PROBLEM.
Restate the material below word for word, from its first line to its last.

── RECORDS TO USE ──

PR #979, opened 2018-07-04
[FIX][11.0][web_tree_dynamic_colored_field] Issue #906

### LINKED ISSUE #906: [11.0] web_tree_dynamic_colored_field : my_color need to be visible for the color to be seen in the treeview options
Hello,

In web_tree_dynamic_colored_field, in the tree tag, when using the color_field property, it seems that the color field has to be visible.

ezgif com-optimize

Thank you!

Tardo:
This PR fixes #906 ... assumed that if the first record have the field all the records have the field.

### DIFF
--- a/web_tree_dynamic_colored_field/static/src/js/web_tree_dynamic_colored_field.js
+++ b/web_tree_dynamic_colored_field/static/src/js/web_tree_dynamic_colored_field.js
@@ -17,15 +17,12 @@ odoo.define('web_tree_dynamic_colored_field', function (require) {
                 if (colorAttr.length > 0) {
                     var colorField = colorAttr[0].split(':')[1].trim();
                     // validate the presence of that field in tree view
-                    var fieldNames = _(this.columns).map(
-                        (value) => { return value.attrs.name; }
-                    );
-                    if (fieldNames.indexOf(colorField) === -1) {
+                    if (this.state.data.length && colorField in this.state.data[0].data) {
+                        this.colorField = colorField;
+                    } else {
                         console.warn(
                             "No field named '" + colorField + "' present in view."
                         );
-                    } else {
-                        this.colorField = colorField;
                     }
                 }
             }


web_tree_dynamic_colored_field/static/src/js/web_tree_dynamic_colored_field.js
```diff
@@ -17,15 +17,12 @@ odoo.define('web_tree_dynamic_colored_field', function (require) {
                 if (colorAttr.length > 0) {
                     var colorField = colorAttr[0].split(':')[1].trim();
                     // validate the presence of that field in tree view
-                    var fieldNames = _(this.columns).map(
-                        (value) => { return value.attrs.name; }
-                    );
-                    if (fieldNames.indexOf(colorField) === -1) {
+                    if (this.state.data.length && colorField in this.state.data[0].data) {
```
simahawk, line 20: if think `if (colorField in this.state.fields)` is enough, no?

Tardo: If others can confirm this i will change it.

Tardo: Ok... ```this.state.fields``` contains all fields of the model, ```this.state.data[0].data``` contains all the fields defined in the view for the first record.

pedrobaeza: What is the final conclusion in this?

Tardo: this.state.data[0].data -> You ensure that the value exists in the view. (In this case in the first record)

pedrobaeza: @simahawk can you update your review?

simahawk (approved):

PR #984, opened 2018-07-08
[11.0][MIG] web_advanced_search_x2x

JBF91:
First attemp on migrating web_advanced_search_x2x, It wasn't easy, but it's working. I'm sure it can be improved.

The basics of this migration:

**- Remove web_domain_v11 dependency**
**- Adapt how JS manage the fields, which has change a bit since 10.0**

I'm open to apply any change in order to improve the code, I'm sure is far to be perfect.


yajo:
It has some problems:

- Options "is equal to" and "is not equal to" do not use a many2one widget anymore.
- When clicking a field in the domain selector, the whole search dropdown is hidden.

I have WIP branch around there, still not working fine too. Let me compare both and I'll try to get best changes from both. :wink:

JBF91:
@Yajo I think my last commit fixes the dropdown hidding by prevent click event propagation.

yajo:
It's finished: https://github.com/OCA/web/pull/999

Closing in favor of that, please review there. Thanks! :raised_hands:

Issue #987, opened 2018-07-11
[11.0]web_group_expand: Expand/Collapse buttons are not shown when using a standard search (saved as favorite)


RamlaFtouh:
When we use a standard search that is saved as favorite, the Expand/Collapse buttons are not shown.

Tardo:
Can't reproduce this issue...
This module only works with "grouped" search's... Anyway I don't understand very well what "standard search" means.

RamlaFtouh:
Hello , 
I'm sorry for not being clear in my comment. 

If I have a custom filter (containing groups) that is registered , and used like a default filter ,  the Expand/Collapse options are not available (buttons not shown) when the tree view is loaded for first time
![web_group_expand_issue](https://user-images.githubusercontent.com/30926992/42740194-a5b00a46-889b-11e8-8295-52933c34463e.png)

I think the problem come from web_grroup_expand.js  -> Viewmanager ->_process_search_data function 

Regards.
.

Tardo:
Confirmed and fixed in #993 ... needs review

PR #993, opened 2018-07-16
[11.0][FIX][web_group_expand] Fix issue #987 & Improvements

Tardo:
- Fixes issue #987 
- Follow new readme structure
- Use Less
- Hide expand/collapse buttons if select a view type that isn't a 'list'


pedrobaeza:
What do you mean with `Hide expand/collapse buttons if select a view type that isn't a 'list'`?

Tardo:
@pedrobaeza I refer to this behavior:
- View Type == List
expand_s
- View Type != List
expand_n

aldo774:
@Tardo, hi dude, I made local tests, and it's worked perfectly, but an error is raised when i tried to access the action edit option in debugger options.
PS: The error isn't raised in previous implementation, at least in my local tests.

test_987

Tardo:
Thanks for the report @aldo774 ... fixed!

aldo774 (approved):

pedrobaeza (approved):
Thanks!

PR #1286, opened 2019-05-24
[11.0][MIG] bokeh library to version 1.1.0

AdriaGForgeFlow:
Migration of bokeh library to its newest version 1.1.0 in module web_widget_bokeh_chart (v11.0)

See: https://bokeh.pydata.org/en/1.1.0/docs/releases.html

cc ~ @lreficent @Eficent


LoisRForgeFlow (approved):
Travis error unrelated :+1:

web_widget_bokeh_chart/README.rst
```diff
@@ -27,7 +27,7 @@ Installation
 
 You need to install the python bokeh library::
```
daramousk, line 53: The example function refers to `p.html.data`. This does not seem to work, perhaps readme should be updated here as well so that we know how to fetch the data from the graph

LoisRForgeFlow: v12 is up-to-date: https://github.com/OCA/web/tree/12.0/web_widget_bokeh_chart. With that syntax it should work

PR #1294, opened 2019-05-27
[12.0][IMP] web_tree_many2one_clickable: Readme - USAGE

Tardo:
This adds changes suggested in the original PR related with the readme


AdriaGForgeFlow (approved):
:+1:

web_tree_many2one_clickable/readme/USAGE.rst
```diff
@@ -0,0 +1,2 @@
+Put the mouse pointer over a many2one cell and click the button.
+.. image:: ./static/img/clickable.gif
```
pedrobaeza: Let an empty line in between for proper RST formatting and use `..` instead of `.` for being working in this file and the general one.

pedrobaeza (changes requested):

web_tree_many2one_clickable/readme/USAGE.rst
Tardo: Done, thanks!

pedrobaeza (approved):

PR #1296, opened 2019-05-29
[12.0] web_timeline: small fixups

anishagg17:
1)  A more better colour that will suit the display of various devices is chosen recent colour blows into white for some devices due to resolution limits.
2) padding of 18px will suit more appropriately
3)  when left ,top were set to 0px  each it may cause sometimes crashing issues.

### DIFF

───

RESPONSE TO THE EXERCISE.
PR #979, opened 2018-07-04
[FIX][11.0][web_tree_dynamic_colored_field] Issue #906

### LINKED ISSUE #906: [11.0] web_tree_dynamic_colored_field : my_color need to be visible for the color to be seen in the treeview options
Hello,

In web_tree_dynamic_colored_field, in the tree tag, when using the color_field property, it seems that the color field has to be visible.

ezgif com-optimize

Thank you!

Tardo:
This PR fixes #906 ... assumed that if the first record have the field all the records have the field.

### DIFF
--- a/web_tree_dynamic_colored_field/static/src/js/web_tree_dynamic_colored_field.js
+++ b/web_tree_dynamic_colored_field/static/src/js/web_tree_dynamic_colored_field.js
@@ -17,15 +17,12 @@ odoo.define('web_tree_dynamic_colored_field', function (require) {
                 if (colorAttr.length > 0) {
                     var colorField = colorAttr[0].split(':')[1].trim();
                     // validate the presence of that field in tree view
-                    var fieldNames = _(this.columns).map(
-                        (value) => { return value.attrs.name; }
-                    );
-                    if (fieldNames.indexOf(colorField) === -1) {
+                    if (this.state.data.length && colorField in this.state.data[0].data) {
+                        this.colorField = colorField;
+                    } else {
                         console.warn(
                             "No field named '" + colorField + "' present in view."
                         );
-                    } else {
-                        this.colorField = colorField;
                     }
                 }
             }


web_tree_dynamic_colored_field/static/src/js/web_tree_dynamic_colored_field.js
```diff
@@ -17,15 +17,12 @@ odoo.define('web_tree_dynamic_colored_field', function (require) {
                 if (colorAttr.length > 0) {
                     var colorField = colorAttr[0].split(':')[1].trim();
                     // validate the presence of that field in tree view
-                    var fieldNames = _(this.columns).map(
-                        (value) => { return value.attrs.name; }
-                    );
-                    if (fieldNames.indexOf(colorField) === -1) {
+                    if (this.state.data.length && colorField in this.state.data[0].data) {
```
simahawk, line 20: if think `if (colorField in this.state.fields)` is enough, no?

Tardo: If others can confirm this i will change it.

Tardo: Ok... ```this.state.fields``` contains all fields of the model, ```this.state.data[0].data``` contains all the fields defined in the view for the first record.

pedrobaeza: What is the final conclusion in this?

Tardo: this.state.data[0].data -> You ensure that the value exists in the view. (In this case in the first record)

pedrobaeza: @simahawk can you update your review?

simahawk (approved):

PR #984, opened 2018-07-08
[11.0][MIG] web_advanced_search_x2x

JBF91:
First attemp on migrating web_advanced_search_x2x, It wasn't easy, but it's working. I'm sure it can be improved.

The basics of this migration:

**- Remove web_domain_v11 dependency**
**- Adapt how JS manage the fields, which has change a bit since 10.0**

I'm open to apply any change in order to improve the code, I'm sure is far to be perfect.


yajo:
It has some problems:

- Options "is equal to" and "is not equal to" do not use a many2one widget anymore.
- When clicking a field in the domain selector, the whole search dropdown is hidden.

I have WIP branch around there, still not working fine too. Let me compare both and I'll try to get best changes from both. :wink:

JBF91:
@Yajo I think my last commit fixes the dropdown hidding by prevent click event propagation.

yajo:
It's finished: https://github.com/OCA/web/pull/999

Closing in favor of that, please review there. Thanks! :raised_hands:

Issue #987, opened 2018-07-11
[11.0]web_group_expand: Expand/Collapse buttons are not shown when using a standard search (saved as favorite)


RamlaFtouh:
When we use a standard search that is saved as favorite, the Expand/Collapse buttons are not shown.

Tardo:
Can't reproduce this issue...
This module only works with "grouped" search's... Anyway I don't understand very well what "standard search" means.

RamlaFtouh:
Hello , 
I'm sorry for not being clear in my comment. 

If I have a custom filter (containing groups) that is registered , and used like a default filter ,  the Expand/Collapse options are not available (buttons not shown) when the tree view is loaded for first time
![web_group_expand_issue](https://user-images.githubusercontent.com/30926992/42740194-a5b00a46-889b-11e8-8295-52933c34463e.png)

I think the problem come from web_grroup_expand.js  -> Viewmanager ->_process_search_data function 

Regards.
.

Tardo:
Confirmed and fixed in #993 ... needs review

PR #993, opened 2018-07-16
[11.0][FIX][web_group_expand] Fix issue #987 & Improvements

Tardo:
- Fixes issue #987 
- Follow new readme structure
- Use Less
- Hide expand/collapse buttons if select a view type that isn't a 'list'


pedrobaeza:
What do you mean with `Hide expand/collapse buttons if select a view type that isn't a 'list'`?

Tardo:
@pedrobaeza I refer to this behavior:
- View Type == List
expand_s
- View Type != List
expand_n

aldo774:
@Tardo, hi dude, I made local tests, and it's worked perfectly, but an error is raised when i tried to access the action edit option in debugger options.
PS: The error isn't raised in previous implementation, at least in my local tests.

test_987

Tardo:
Thanks for the report @aldo774 ... fixed!

aldo774 (approved):

pedrobaeza (approved):
Thanks!

PR #1286, opened 2019-05-24
[11.0][MIG] bokeh library to version 1.1.0

AdriaGForgeFlow:
Migration of bokeh library to its newest version 1.1.0 in module web_widget_bokeh_chart (v11.0)

See: https://bokeh.pydata.org/en/1.1.0/docs/releases.html

cc ~ @lreficent @Eficent


LoisRForgeFlow (approved):
Travis error unrelated :+1:

web_widget_bokeh_chart/README.rst
```diff
@@ -27,7 +27,7 @@ Installation
 
 You need to install the python bokeh library::
```
daramousk, line 53: The example function refers to `p.html.data`. This does not seem to work, perhaps readme should be updated here as well so that we know how to fetch the data from the graph

LoisRForgeFlow: v12 is up-to-date: https://github.com/OCA/web/tree/12.0/web_widget_bokeh_chart. With that syntax it should work

PR #1294, opened 2019-05-27
[12.0][IMP] web_tree_many2one_clickable: Readme - USAGE

Tardo:
This adds changes suggested in the original PR related with the readme


AdriaGForgeFlow (approved):
:+1:

web_tree_many2one_clickable/readme/USAGE.rst
```diff
@@ -0,0 +1,2 @@
+Put the mouse pointer over a many2one cell and click the button.
+.. image:: ./static/img/clickable.gif
```
pedrobaeza: Let an empty line in between for proper RST formatting and use `..` instead of `.` for being working in this file and the general one.

pedrobaeza (changes requested):

web_tree_many2one_clickable/readme/USAGE.rst
Tardo: Done, thanks!

pedrobaeza (approved):

PR #1296, opened 2019-05-29
[12.0] web_timeline: small fixups

anishagg17:
1)  A more better colour that will suit the display of various devices is chosen recent colour blows into white for some devices due to resolution limits.
2) padding of 18px will suit more appropriately
3)  when left ,top were set to 0px  each it may cause sometimes crashing issues.

### DIFF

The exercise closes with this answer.